§ **WORK TASK**:
Find the line in the entries below that contains "it, so GitHub". Repeat it exactly, and every line after it through the line that contains "Measurement | Value |".

§ **RECORDS**:
● ● ● ● ●
PR #863, opened 2026-08-17
ship(v0.2) 01/12 — move frontend/ and docs/ under apps/ (renames only, zero lines)

kaljarv:
**Stack position: 1 of 12.** Base: `main`. Head: `ship/v0.2-akita-01a-layout-move`.
**1,316 files changed, 0 insertions, 0 deletions.** Every one of them is a rename.

---

   are not. See "Why this PR is red" below for exactly which checks fail here and why.
   zero files. The proof is recorded in the phase record alongside the partition.
   branch targeting whichever of the development branch or the stack is easier at the time. Nothing
   about this stack's shape constrains where a fix goes.

**No file is shown to you twice in two different content versions.** The partition was built so that
every file appears in exactly one slice's diff, in its final state. You will never review a version
that a later PR in the stack undoes. (Verified: every off-diagonal cell of the twelve-by-twelve
pairwise overlap matrix is `0`, and the twelve slices plus an empty remainder reconstruct the target
tree exactly.)

**Only this PR targets `main`.** Every other PR in the stack targets the branch below it, so GitHub
shows you each one's own diff and nothing else.

## What you are looking at

The monorepo layout move: `frontend/` → `apps/frontend/` and `docs/` → `apps/docs/`.

**Paths change. Contents do not.** This commit was reconstructed specifically so that it is a pure
rename set — every output blob is the identical object from the base commit, re-pointed at a new path.
Measured on this commit:

| Measurement | Value |
| --- | --- |
| `git show -M --shortstat` | `1316 files changed, 0 insertions(+), 0 deletions(-)` |
| File-status taxonomy at `diff.renameLimit=1` | **`1316 R`** — and `0 A`, `0 M`, `0 D` |

That taxonomy is asserted at `diff.renameLimit=1`, the maximally hostile setting — the one at which
git is *least* willing to call something a rename. It still reports all 1,316 as renames, so the
result does not depend on a generous rename-detection threshold. A `D` or an `A` in that set would
mean this commit had lost or invented a file; there are none of either.

**So the review here is a single question: are these the right paths?** There is no code to read. It
is a large file count and a trivial diff, and those two facts are not in tension — a rename consumes
a *file* slot and no *line* budget.

Content changes to these same files arrive later in the stack, as ordinary edits at their new paths.
That separation is the entire purpose of doing the move as its own PR: without it, roughly 1,300 files
would render as delete/add pairs inside a content PR, and the real changes would be invisible inside
64,860 added and 64,860 deleted lines that mean nothing. (That is exactly what
`git show --no-renames` reports for this commit: `2632 files changed, 64860 insertions(+),
64860 deletions(-)`. It is the add-plus-delete *rendering* of a move, not a review cost.)

## Why this PR is red, and why that is expected

`.github/workflows/main.yaml` triggers on pull requests whose base is `main`. This is the only PR in
the stack whose base is `main`, so **this is the only PR in the stack that fires CI at all**. On the
other eleven, "no checks ran" is correct behaviour and not a misconfiguration.

All three jobs in that workflow fail here, and **all three fail at the same step with the same error**
— as observed on the run this PR actually triggered:

| Job | Fails at | Error |
| --- | --- | --- |
| `frontend-and-shared-module-validation` | step 3, `Setup Yarn 4.6` | `YN0028` |
| `backend-validation` | step 3, `Setup Yarn 4.6` | `YN0028` |
| `e2e-tests` | step 4, `Setup Yarn 4.6` | `YN0028` |

Note *which* step that is. The dependency install happens **inside** `Setup Yarn 4.6` —
`threeal/setup-yarn-action@v2` installs dependencies itself as part of its caching — so the workflow's
own, more obviously named `Install all dependencies` step is never reached. It and every lint, format,
type-check, test and build step after it are reported as `skipped`, not as failures.

The error, verbatim from the run:

```
YN0085: │ - @adobe/css-tools@npm:4.4.1, @alloc/quick-lru@npm:5.2.0, @capacitor/android@npm:5.7.8,
          @capacitor/cli@npm:5.7.8, @capacitor/core@npm:5.7.8, and 407 more.
```

Those 412 packages dropping out of the resolution *are* the symptom: they are the dependency closure
of the two workspaces this PR moved out from under the paths the root `package.json` still names.

**What passes:** the repository's CodeQL default-setup checks — `Analyze (javascript-typescript)`,
`Analyze (actions)` and `CodeQL` — all pass on this PR. The red is confined to the three `main.yaml`
jobs above.

**The cause, precisely.** The repository root `package.json` at this commit declares:

```json
"workspaces": ["packages/*", "backend/vaa-strapi", "backend/vaa-strapi/src/plugins/*", "frontend", "docs"]
```

That is unchanged by this PR — and it *has* to be, because this PR is renames only and root
`package.json` is not one of the renamed files. But `frontend/` and `docs/` are now
`apps/frontend/` and `apps/docs/`, and `yarn.lock` at this commit still resolves
`@openvaa/frontend@workspace:frontend` and `@openvaa/docs@workspace:docs`. Two of the five declared
workspaces therefore no longer exist on disk while the lockfile still names them.

What the run shows happening: yarn resolves the workspaces that *do* exist, which is a strictly
smaller set than the lockfile records — hence the 412 dropped packages — and `--frozen-lockfile`
(Yarn 4's `--immutable`) then refuses the resulting lockfile change outright. The install fails
before any lint, format, type-check, test or build step in those jobs is reached, which is why none
of them reports anything.

**This is not confined to this PR.** A third declared workspace, `backend/vaa-strapi`, is deleted by
the next PR in the stack. The root `package.json` and `yarn.lock` are only corrected in
`ship/v0.2-akita-10-root-config` (PR 11 of 12), where `workspaces` becomes
`["packages/*", "apps/*"]`. **Every stack state from this commit up to and including
`ship/v0.2-akita-09-docs` — ten branches — therefore cannot `yarn install`.** That is the stack
contract's point (1) working as designed, not a defect discovered late: the layout move must be
content-free to be readable, and the configuration that describes the layout is content.

If you want a green signal for this body of work, the one that exists is the **full test suite run
against the development branch's tip**, recorded in the phase record. That is the collective proof
the stack is measured against. Per-PR CI on a deliberately partial state is not, and cannot be.

- **1,316 files exceeds GitHub's 300-file single-diff render limit.** Expect the diff view to
  truncate and to need "Load more". Because every entry is a rename with zero line changes, what you
  are loading is a path list, not code.
- **The line budget is zero, so no line-based truncation applies.** A render flag on this PR is a
  file-count flag only.
- GitHub does report renames as renames (`renamed` entries in the diff and in the API), so the file
  list should read as `frontend/x → apps/frontend/x` pairs throughout. If you see delete/add pairs
  instead, something is wrong and it is worth saying so — that would contradict the measurement above.

## Disposition record

Every item of `.agents/code-review-checklist.md` was swept against this slice and given a recorded
verdict — met, fixed, or deliberately deferred with a reason. For this slice the honest result is that
**no content-shaped checklist item can be "met" by a pure rename**, and none is claimed as met: its
twelve cells are nine `NOT-SWEPT` (each with a stated reason — there is no content to sweep) and three
`DEFERRED`.

The three deferrals are real findings about the move, recorded rather than hidden:

- **Path references the move invalidates but does not update** — 269 occurrences across roughly 140
  files still name the pre-move locations. The clearest instance: the repository's own front-page
  `README.md` renders ``, and after this
  move that path no longer exists. Most of the remainder is under `apps/docs/**`, owned by PR 10 of the
  stack, plus three `.github/` files owned by PR 11.
- **Dead code relocated rather than removed** — `apps/frontend/jest.config.json` (this repository
  tests with vitest; `yarn.lock` carries zero `jest@npm` entries) and 89 tracked files under
  `apps/frontend/{android,ios}/` (zero `capacitor` entries in `yarn.lock`) are moved by this commit
  and appear in no later slice's diff.
- **Developers' Guide repository links** invalidated by the move.

Full evidence, with file-and-line citations:
**"Slice 01a — `ship/v0.2-akita-01a-layout-move`"**.

[151-DISPOSITION.md § Slice 01a](https://github.com/OpenVAA/voting-advice-application/blob/ship/v0.2-akita-11-planning/.planning/phases/151-ship-v0-2-akita-review-stack/151-DISPOSITION.md#slice-01a--shipv02-akita-01a-layout-move)

## The stack

`main`.

| **1** | **`ship/v0.2-akita-01a-layout-move`** ← *you are here* | move the frontend and docs trees into `apps/` (renames only) | **1316** | **0** | **0** |
| 4 | `ship/v0.2-akita-03-supabase` | replace the Strapi backend with the Supabase schema, RLS, functions and generated types | 118 | 16257 | 0 |
| 5 | `ship/v0.2-akita-04-dev-seed` | add the dev-seed package that generates deterministic local and E2E data | 162 | 19560 | 0 |
| 6 | `ship/v0.2-akita-05-e2e-tests` | add the Playwright end-to-end suite and its runner configuration | 195 | 23297 | 778 |
| 12 | `ship/v0.2-akita-11-planning` | add the v0.2 planning record and agent configuration | 2287 | 866928 | 100 |

is what a reviewer actually sees.


kaljarv (commented):
Checked.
● ● ● ● ●
§ **RESPONSE TO THE TASK**:
**Only this PR targets `main`.** Every other PR in the stack targets the branch below it, so GitHub
shows you each one's own diff and nothing else.

## What you are looking at

The monorepo layout move: `frontend/` → `apps/frontend/` and `docs/` → `apps/docs/`.

**Paths change. Contents do not.** This commit was reconstructed specifically so that it is a pure
rename set — every output blob is the identical object from the base commit, re-pointed at a new path.
Measured on this commit:

| Measurement | Value |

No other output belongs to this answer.